State the number of lines in the following material that contain the string "Called", and nothing else.
-.-.-
Issue #126, opened 2018-11-05
One stream per topic


rtsisyk:
Allow to subscribe to individual topics.

PR #142, opened 2018-11-10
Switch to new network API

rtsisyk:
Follow up #126

### DIFF
--- a/randhound/src/lib.rs
+++ b/randhound/src/lib.rs
@@ -30,13 +30,16 @@ extern crate stegos_crypto;
 extern crate stegos_network;
 extern crate tokio;
 extern crate tokio_timer;
+#[macro_use]
+extern crate log;
 
 use failure::Error;
+use futures::sync::mpsc::UnboundedReceiver;
 use futures::{Async, Future, Poll, Stream};
 use std::thread;
 use std::thread::ThreadId;
 use std::time::Duration;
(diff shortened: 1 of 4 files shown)


randhound/src/lib.rs
```diff
@@ -60,25 +65,34 @@ pub struct RandHoundService {
...
+    fn on_unicast(&mut self, msg: Vec<u8>) {
+        info!(
+            "received unicast message: {}*",
+            String::from_utf8_lossy(msg.as_slice())
+        );
+    }
+
+    /// Called on a new broadcast message.
+    fn on_broadcast(&mut self, msg: Vec<u8>) {
+        info!(
```
echupriyanov: I'd suggest `debug!` here.

randhound/src/lib.rs
```diff
@@ -60,25 +65,34 @@ pub struct RandHoundService {
...
+        self.broker.publish(&TOPIC.to_string(), data)
     }
 
-    /// Called on a new message.
-    fn on_message(&mut self, msg: Vec<u8>) {
-        println!(
-            "randhound: *message: {}*",
+    /// Called on a new unitcast message.
+    fn on_unicast(&mut self, msg: Vec<u8>) {
+        info!(
```
echupriyanov: Let's replace it with `debug!()`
-.-.-
- Task response
3